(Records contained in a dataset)
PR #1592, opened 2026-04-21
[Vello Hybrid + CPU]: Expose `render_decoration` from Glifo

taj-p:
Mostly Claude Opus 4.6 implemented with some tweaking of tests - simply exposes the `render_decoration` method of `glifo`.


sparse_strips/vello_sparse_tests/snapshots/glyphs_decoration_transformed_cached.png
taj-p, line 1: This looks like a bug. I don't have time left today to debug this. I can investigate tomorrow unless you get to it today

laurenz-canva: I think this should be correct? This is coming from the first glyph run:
---
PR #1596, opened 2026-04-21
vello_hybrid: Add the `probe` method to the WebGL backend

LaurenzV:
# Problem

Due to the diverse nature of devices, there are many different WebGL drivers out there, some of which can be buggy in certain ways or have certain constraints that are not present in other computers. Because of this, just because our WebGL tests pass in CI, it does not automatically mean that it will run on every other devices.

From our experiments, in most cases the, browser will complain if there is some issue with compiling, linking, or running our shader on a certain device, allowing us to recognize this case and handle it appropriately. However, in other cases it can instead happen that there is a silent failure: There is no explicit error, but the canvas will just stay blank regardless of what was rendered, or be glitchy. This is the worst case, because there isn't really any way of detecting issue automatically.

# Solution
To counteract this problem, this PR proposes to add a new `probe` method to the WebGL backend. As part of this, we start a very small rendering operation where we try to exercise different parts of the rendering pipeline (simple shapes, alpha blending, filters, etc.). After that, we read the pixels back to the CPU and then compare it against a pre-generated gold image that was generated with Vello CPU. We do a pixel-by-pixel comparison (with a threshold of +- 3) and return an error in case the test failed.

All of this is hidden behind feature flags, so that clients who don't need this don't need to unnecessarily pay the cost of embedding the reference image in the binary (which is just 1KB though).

Work required: Wherever "error" occurs in the records above, copy the line it sits in.

Expected answer:
From our experiments, in most cases the, browser will complain if there is some issue with compiling, linking, or running our shader on a certain device, allowing us to recognize this case and handle it appropriately. However, in other cases it can instead happen that there is a silent failure: There is no explicit error, but the canvas will just stay blank regardless of what was rendered, or be glitchy. This is the worst case, because there isn't really any way of detecting issue automatically.
To counteract this problem, this PR proposes to add a new `probe` method to the WebGL backend. As part of this, we start a very small rendering operation where we try to exercise different parts of the rendering pipeline (simple shapes, alpha blending, filters, etc.). After that, we read the pixels back to the CPU and then compare it against a pre-generated gold image that was generated with Vello CPU. We do a pixel-by-pixel comparison (with a threshold of +- 3) and return an error in case the test failed.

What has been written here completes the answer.